PR #5158, opened 2026-09-17
Fix crash reading player state when syncing to the watch

kean:
Fixes Sentry issue 7735252146: `EXC_BAD_ACCESS` in `-[AVPlayer rate]` from `DefaultPlayer.playing()`.

`WatchManager.sendStateToWatch` runs on its background `sessionQueue` and calls `serializeNowPlaying()`, which reads `PlaybackManager.isPlaying`, `duration()`, and `currentTime()`. Those read the current player's `AVPlayer`. At the same moment, the main thread can switch episodes (`performLoad` → `cleanupCurrentPlayer` → `setupPlayer`), which sets the player to `nil` and releases it. The background thread was left holding a pointer to an `AVPlayer` that had already been freed. In the crash report, the main thread is inside `setupPlayer` after the user tapped an episode in Up Next.

The fix builds the now-playing snapshot on the main thread with `DispatchQueue.main.sync`, since the main thread owns the player's state. This can't deadlock: nothing waits synchronously on `sessionQueue` (every use is `async`), and `sendStateToWatch` already requires that it runs on `sessionQueue`, never on main. The rest of the payload (Up Next, playlists, settings) is still built in the background.

I didn't add a unit test because the crash is a timing-dependent race that a test can't reproduce reliably.

## To test

1. Pair an Apple Watch that has Pocket Casts installed. Start playing an episode on the phone.
2. Add a few episodes to Up Next.
3. Open Up Next and quickly tap different episodes to switch playback between them several times.
4. ✅ The app doesn't crash, and the watch's Now Playing screen shows the new episode with the correct play/pause state, position, and duration.
5. On the phone, play, pause, and skip.
6. ✅ The watch shows each change.

## Checklist


dangermattic:
<table>
  <thead>
    <tr>
      <th width="50"></th>
          1 Warning
      </th>
     </tr>
  </thead>
  <tbody>
    <tr>
      <td>:warning:</td>
      <td data-sticky="false">This PR is assigned to the milestone <a href="https://github.com/Automattic/pocket-casts-ios/milestone/138">8.21 ❄️</a>. The due date for this milestone has already passed.<br />
    </tr>
  </tbody>
</table>

</p>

------

● WHAT NEEDS TO BE DONE: Using the entries above, give back exactly the line containing "Fixes Sentry issue", the line containing "in Up Next.", and every line between them, and nothing else.

● RESULT OF THE TASK:
Fixes Sentry issue 7735252146: `EXC_BAD_ACCESS` in `-[AVPlayer rate]` from `DefaultPlayer.playing()`.

`WatchManager.sendStateToWatch` runs on its background `sessionQueue` and calls `serializeNowPlaying()`, which reads `PlaybackManager.isPlaying`, `duration()`, and `currentTime()`. Those read the current player's `AVPlayer`. At the same moment, the main thread can switch episodes (`performLoad` → `cleanupCurrentPlayer` → `setupPlayer`), which sets the player to `nil` and releases it. The background thread was left holding a pointer to an `AVPlayer` that had already been freed. In the crash report, the main thread is inside `setupPlayer` after the user tapped an episode in Up Next.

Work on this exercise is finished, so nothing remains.